Schmeat--or "cultured beef," as the patty's progenitor, Mark Post, a professor of physiology and biomedical technology at Maastricht University in the Netherlands, calls it--is the culinary product of stem cells harvested from a cow's shoulder and lab-nurtured into strips of muscle. It's hailed by proponents as a potential solution to several juicy existential problems. The demand for cheap meat has been met at a high price to the environment--contributing greenhouse gases and diminishing biodiversity as ever more land is given over to feed crops--as well as risking human health and animal welfare. In Britain, beef eaters have experienced some of the downsides of industrialized farming and food production: an epidemic of bovine spongiform encephalopathy that spiked in the early 1990s, a foot-and-mouth epidemic a decade later and, this year, the revelation that the "beef" in certain prepared foods was actually horse meat. Schmeat production, if scaled up enough to bring prices down, could help feed the world and reduce some of the pressures on the planet.
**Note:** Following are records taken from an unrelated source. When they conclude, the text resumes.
PR #4145, opened 2021-07-08
[flutter_plugin_tools] Improve and test 'format'

stuartmorgan:
- Adds unit tests, as there are currently none.
- Adds more graceful failure handling.
- Adds an internal ignore list to skip files that don't need to be
  formatted that showed up during local testing.
- Adds a note explaining that it's intentially not using the new base
  command due to performance issues.

## Pre-launch Checklist

- [x] I signed the [CLA].

### DIFF
--- a/script/tool/lib/src/format_command.dart
+++ b/script/tool/lib/src/format_command.dart
@@ -14,6 +14,11 @@ import 'common/core.dart';
 import 'common/plugin_command.dart';
 import 'common/process_runner.dart';
 
+const int _exitClangFormatFailed = 3;
+const int _exitFlutterFormatFailed = 4;
+const int _exitJavaFormatFailed = 5;
+const int _exitGitFailed = 6;
+
 final Uri _googleFormatterUrl = Uri.https('github.com',
     '/google/google-java-format/releases/download/google-java-format-1.3/google-java-format-1.3-all-deps.jar');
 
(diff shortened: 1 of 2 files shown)


stuartmorgan:
Originally this was going to be a PR to convert to PackageLoopingCommand, but that turned out to be terrible.

There's more that could be done, like adding flags to control different languages (e.g., to allow someone to format Dart+Java without having clang-format installed), but the more explicit failure handling and the unit testing gives us a better foundation for making future improvements as follow-up later.

script/tool/test/format_command_test.dart
```diff
@@ -0,0 +1,344 @@
...
+    processRunner.mockProcessesForExecutable['java'] = <io.Process>[
+      MockProcess.failing()
+    ];
+    Error? commandError;
+    final List<String> output = await runCapturingPrint(
+        runner, <String>['format'], errorHandler: (Error e) {
+      commandError = e;
+    });
+
+    expect(commandError, isA<ToolExit>());
```
ditman, line 142: Why not also expect that the tool is using retcode 5? (`const int _exitJavaFormatFailed = 5;`)

script/tool/lib/src/format_command.dart
```diff
@@ -79,66 +91,105 @@ class FormatCommand extends PluginCommand {
...
+      return RegExp('(?:^|$s)${p.joinAll(directories)}$s');
+    }
+
+    return files
+        .map((File file) => file.path)
+        .where((String path) =>
+            // Ignore files in build/ directories (e.g., headers of frameworks)
+            // to avoid useless extra work in local repositories.
+            !path.contains(
+                pathFragmentForDirectories(<String>['example', 'build'])) &&
```
ditman, line 181: Can these be implemented with some util from the path library? maybe [isWithin](https://api.flutter.dev/flutter/package-path_path/isWithin.html)? (probably not, it looks like it expects absolute paths)

ditman (approved):
This is great. It's great that you added semantic retcodes (and tests :P)

script/tool/test/format_command_test.dart
stuartmorgan: In practice we never actually use the exit code, so we've never bothered with testing them; I figured we could add tests later if we ever decide to do something with them. I use them in the code because it's easy, and makes the line self-documenting.

script/tool/lib/src/format_command.dart
stuartmorgan: I looked a bit and couldn't find anything that did arbitrary relate path containment.

PR #4150, opened 2021-07-11
[flutter_plugin_tools] Support format on Windows

stuartmorgan:
Allows `format` to run successfully on Windows:
- Ensures that no calls exceed the command length limit.
- Allows specifying a `java` path to make it easier to run without a system Java (e.g., by pointing to the `java` binary in an Android Studio installation).
- Adds clear error messages when `java` or `clang-format` is missing since it's very non-obvious what's wrong otherwise.

Bumps the version, which I intended to do in the previous PR but apparently didn't push to the PR.

## Pre-launch Checklist

- [x] I signed the [CLA].

### DIFF
--- a/script/tool/lib/src/format_command.dart
+++ b/script/tool/lib/src/format_command.dart
@@ -8,7 +8,6 @@ import 'dart:io' as io;
 import 'package:file/file.dart';
 import 'package:http/http.dart' as http;
 import 'package:platform/platform.dart';
-import 'package:quiver/iterables.dart';
 
 import 'common/core.dart';
 import 'common/plugin_command.dart';
@@ -114,18 +113,9 @@ class FormatCommand extends PluginCommand {
         files, <String>{'.h', '.m', '.mm', '.cc', '.cpp'});
     if (clangFiles.isNotEmpty) {
       print('Formatting .cc, .cpp, .h, .m, and .mm files...');
-      final Iterable<List<String>> batches = partition(clangFiles, 100);
-      int exitCode = 0;
-      for (final List<String> batch in batches) {
-        batch.sort(); // For ease of testing; partition changes the order.
-        exitCode = await processRunner.runAndStream(
-            getStringArg('clang-format'),
-            <String>['-i', '--style=Google', ...batch],
-            workingDir: packagesDir);
-        if (exitCode != 0) {
-          break;
-        }
-      }
+      final int exitCode = await runBatched(
+          getStringArg('clang-format'), <String>['-i', '--style=Google'],
+          files: clangFiles);
       if (exitCode != 0) {
         printError(
             'Failed to format C, C++, and Objective-C files: exit code $exitCode.');
@@ -140,9 +130,9 @@ class FormatCommand extends PluginCommand {
         _getPathsWithExtensions(files, <String>{'.java'});
     if (javaFiles.isNotEmpty) {
       print('Formatting .java files...');
-      final int exitCode = await processRunner.runAndStream('java',
-          <String>['-jar', googleFormatterPath, '--replace', ...javaFiles],
-          workingDir: packagesDir);
+      final int exitCode = await runBatched(
+          'java', <String>['-jar', googleFormatterPath, '--replace'],
+          files: javaFiles);
       if (exitCode != 0) {
         printError('Failed to format Java files: exit code $exitCode.');
         throw ToolExit(_exitJavaFormatFailed);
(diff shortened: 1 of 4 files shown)


script/tool/lib/src/format_command.dart
```diff
@@ -212,4 +241,65 @@ class FormatCommand extends PluginCommand {
 
     return javaFormatterPath;
   }
+
+  /// Returns true if [command] can be run successfully.
+  Future<bool> _hasDependency(String command) async {
```
ditman, line 246: I don't know if we have minimum version restrictions for java/clang-formant, but this looks like a cool point to add that validation when required! Good stuff!

script/tool/lib/src/format_command.dart
```diff
@@ -212,4 +241,65 @@ class FormatCommand extends PluginCommand {
...
+        platform.isWindows ? windowsCommandLineMax : nonWindowsCommandLineMax;
+
+    // Compute the max length of the file argument portion of a batch.
+    // Add one to each argument's length for the space before it.
+    final int argumentTotalLength =
+        arguments.fold(0, (int sum, String arg) => sum + arg.length + 1);
+    final int batchMaxTotalLength =
+        commandLineMax - command.length - argumentTotalLength;
+
+    // Divide the list into batches that don't exceed the length.
```
ditman, line 280: Maybe split this to its own method, just to make _runBatched super straight-forward:

final batches = _createBatches(params);
for (batch in batches) ...

script/tool/test/format_command_test.dart
```diff
@@ -46,13 +46,39 @@ void main() {
...
         .toList();
   }
 
+  /// Returns a list of [count] relative paths to pass to [createFakePlugin]
+  /// with name [pluginName] such that each path will be 99 characters long
+  /// relative to [packagesDir].
+  ///
+  /// This is for each of testing batching, since it means each file will
+  /// consume 100 characters of the batch length.
+  List<String> _get99CharacterPathExtraFiles(String pluginName, int count) {
```
ditman, line 67: Fun xD

script/tool/test/format_command_test.dart
```diff
@@ -348,4 +494,95 @@ void main() {
...
+  test('Batches moderately long file lists on Windows', () async {
+    mockPlatform.isWindows = true;
+
+    const String pluginName = 'a_plugin';
+    // -1 since the command itself takes some length.
+    const int batchSize = (windowsCommandLineMax ~/ 100) - 1;
+
+    // Make the file list one file longer than would fit in the batch.
+    final List<String> batch1 =
+        _get99CharacterPathExtraFiles(pluginName, batchSize + 1);
```
ditman, line 507: No need to `-1` batchSize above, then?

script/tool/test/format_command_test.dart
```diff
@@ -348,4 +494,95 @@ void main() {
...
+                '$pluginName\\$extraFile',
+              ],
+              packagesDir.path),
+        ));
+  });
+
+  test('Does not batch moderately long file lists on non-Windows', () async {
+    const String pluginName = 'a_plugin';
+    // -1 since the command itself takes some length.
+    const int batchSize = (windowsCommandLineMax ~/ 100) - 1;
```
ditman, line 537: should this be `nonWindowsCommandLineMax`? Or is this assuming that `windowsCommandLineMax` is always going to be much lower than `nonWindows` one?

script/tool/test/format_command_test.dart
```diff
@@ -348,4 +494,95 @@ void main() {
...
+    );
+
+    await runCapturingPrint(runner, <String>['format']);
+
+    expect(processRunner.recordedCalls.length, 1);
+  });
+
+  test('Batches extremely long file lists on non-Windows', () async {
+    const String pluginName = 'a_plugin';
+    const int commandLineMax = 1000000;
```
ditman, line 556: Unused var `commandLineMax`?

ditman (approved):
Good stuff! A few minor questions/nits, but nothing blocking. 🚀

script/tool/lib/src/format_command.dart
stuartmorgan: I'm not sure for Java; for clang-format we should actually have an exact version per https://github.com/flutter/flutter/issues/39767

I can see about fixing that as a follow-up while I'm thinking of it.

script/tool/lib/src/format_command.dart
stuartmorgan: Good idea, done.

script/tool/test/format_command_test.dart
stuartmorgan: Yes, the tests here were... interesting to write.

script/tool/test/format_command_test.dart
stuartmorgan: I left it this way deliberately, because I think it's easier to understand the intention: figure out the batch size (which requires -1) then overflow it by one (which requires +1). Otherwise it feels like it just sort of works by accident.

It's also easier to see how this would scale. E.g., if we end up needing a test with N batches in the future, having the correct batch size in the code that would be copied from makes that easier.

script/tool/test/format_command_test.dart
stuartmorgan: The latter. Added a comment to the test to make that clear.

script/tool/test/format_command_test.dart
stuartmorgan: Fixed; cruft from before I made the values public for testing.

ditman (approved):
LGTM!

PR #4154, opened 2021-07-13
[flutter_plugin_tools] Improve license-check output

stuartmorgan:
Currently each type of check handles its output in isolation, which
creates confusing output when the last check succeeds but an earlier
check fails, since the end of the output will just be a success message.

This makes the output follow the same basic approach as the package
looper commands, where all failures are collected, and then a final
summary is presented at the end, so the last message will always reflect
the important details.

It also adopts the colorized output now used by most other commands.

## Pre-launch Checklist

- [x] I signed the [CLA].

### DIFF
--- a/script/tool/CHANGELOG.md
+++ b/script/tool/CHANGELOG.md
@@ -1,3 +1,7 @@
+## NEXT
+
+- Improved `license-check` output.
+
 ## 0.4.0
 
 - Modified the output format of many commands
--- a/script/tool/lib/src/license_check_command.dart
+++ b/script/tool/lib/src/license_check_command.dart
@@ -107,21 +107,65 @@ class LicenseCheckCommand extends PluginCommand {
 
   @override
   Future<void> run() async {
-    final Iterable<File> codeFiles = (await _getAllFiles()).where((File file) =>
+    final Iterable<File> allFiles = await _getAllFiles();
+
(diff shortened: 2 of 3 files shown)


stuartmorgan:
The code diff looks worse than it actually is; it's mostly just moving code.

(This is unrelated to the other recent PRs, it's just to address something I saw cause confusion on another PR.)

ditman (approved):
Very nice!

ditman:
> The code diff looks worse than it actually is; it's mostly just moving code.

Yeah, I noticed this pretty much only handles the return of already existing checks in a slightly different way. Good stuff!

My only comment would be to return a `Map<_ReasonForFailure, List<String>>` instead of `List<File>` when validating (return only the path of the failing file), but since you're already passing in a list with all the files, and that function is only filtering, and no new Files are being created, it doesn't matter!

stuartmorgan:
> My only comment would be to return a `Map<_ReasonForFailure, List<String>>` instead of `List<File>` when validating (return only the path of the failing file), but since you're already passing in a list with all the files, and that function is only filtering, and no new Files are being created, it doesn't matter!

That's actually the signature I wrote when I started reworking the return value, before I realized it was easier in practice to just use `File` given the structure that was already there. 🙂

PR #4157, opened 2021-07-15
[google_sign_in] Add iOS unit tests

jmagman:
- Add google_sign_in iOS unit tests to validate we don't break (much) in preparation for https://github.com/flutter/flutter/issues/86436, which included SDK removals and signature changes without deprecations. Native code plugin coverage increased from 41.4% to 78.4%.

The quest to develop in vitro meat is riven with apparent contradictions. Can this most processed of processed foods be healthy? Is it possible to solve problems created by our greed for meat by making more meat more cheaply? Post macerates the muscle cells in a broth that includes fetal-calf serum, obtained by slaughtering pregnant cows, yet his work is lauded by some vegetarians. "Our goal is to promote foods that don't use animals at all," says Ingrid Newkirk, president of People for the Ethical Treatment of Animals (PETA), an animal-rights organization. "But enormous swaths of the population can't bring themselves to become vegan, so it's logical to support in vitro meat if its goal is to reduce suffering."

PETA has funded research into in vitro meat for 17 years, says Newkirk. And the deep-pocketed mystery backer of Post's project was unveiled in London along with the burger: Google co-founder Sergey Brin. In a short film screened before the burger tasting, Brin acknowledged that some critics dismiss the prospects for mass-produced schmeat as science fiction. He added, "I actually think that's a good thing. If what you're doing is not seen by some people as science fiction, it's probably not transformative enough."